» **DESCRIPTION OF THE TASK**
Please repeat the records below exactly, from the first line through the line containing "- adjust the", and nothing more.

Records from a data collection:
•••••

PR #49, opened 2013-07-05
Support for Cloudera Hadoop

mleich:
# Cloudera Hadoop Support for Ozone

These changes allow to use and easily switch between different Hadoop versions.
## How to use:
- adjust the hadoop version in the main pom (samples for Hadoop 0.20.203.0 and 2.0.0-cdh4.2.1 are provided)
- adjust all poms that require Hadoop to use the correct jar names (hadoop-core changed to hadoop-common, hadoop-hdfs may need to be added)
## Side effects:

Different Hadoop versions use different jar names and have different dependencies that need to be added to the classpath.
Previously all jar names were explicitly listed in the application startup scripts. While this allows for tailor-made classpaths it is also a major maintenance overhead.
The behavior was changed so the startup scripts now add all jars from the <ozone_root>/lib folder to the classpath.
Jars required by pact-clients have been moved to lib_clients, to avoid unnecessary overhead for worker tasks.
In the end this means far less classpath management overhead while retaining a reasonably clean classpath.

### DIFF
--- a/nephele/nephele-hdfs/pom.xml
+++ b/nephele/nephele-hdfs/pom.xml
@@ -23,10 +23,23 @@
 			<version>${project.version}</version>
 		</dependency>
 
-
+		<!-- Ye Olde Hadoop
 		<dependency>
 			<groupId>org.apache.hadoop</groupId>
 			<artifactId>hadoop-core</artifactId>
+		</dependency>
+		-->
+		
+		
+		<!-- Coudera Hadoop (no need for hadoop-core anymore) -->
+		<dependency>
+			<groupId>org.apache.hadoop</groupId>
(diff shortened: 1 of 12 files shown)


mleich:
OK, right now eu.stratosphere.pact.test.contracts.io.CustomDataTypeTest seems to run infinitely.
I'll take a look at that, not sure why this happens.

mleich:
Don't know why this wasn't triggered before, but changing the Hadoop version also changed the log level to debug during build.
Should work just fine now.

StephanEwen:
Rebased and merged in b407f8b37a4ded820a25cc1cc03da064988c2f0d.

Thanks!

•••••

» **WRITTEN REPLY**
PR #49, opened 2013-07-05
Support for Cloudera Hadoop

mleich:
# Cloudera Hadoop Support for Ozone

These changes allow to use and easily switch between different Hadoop versions.
## How to use:
- adjust the hadoop version in the main pom (samples for Hadoop 0.20.203.0 and 2.0.0-cdh4.2.1 are provided)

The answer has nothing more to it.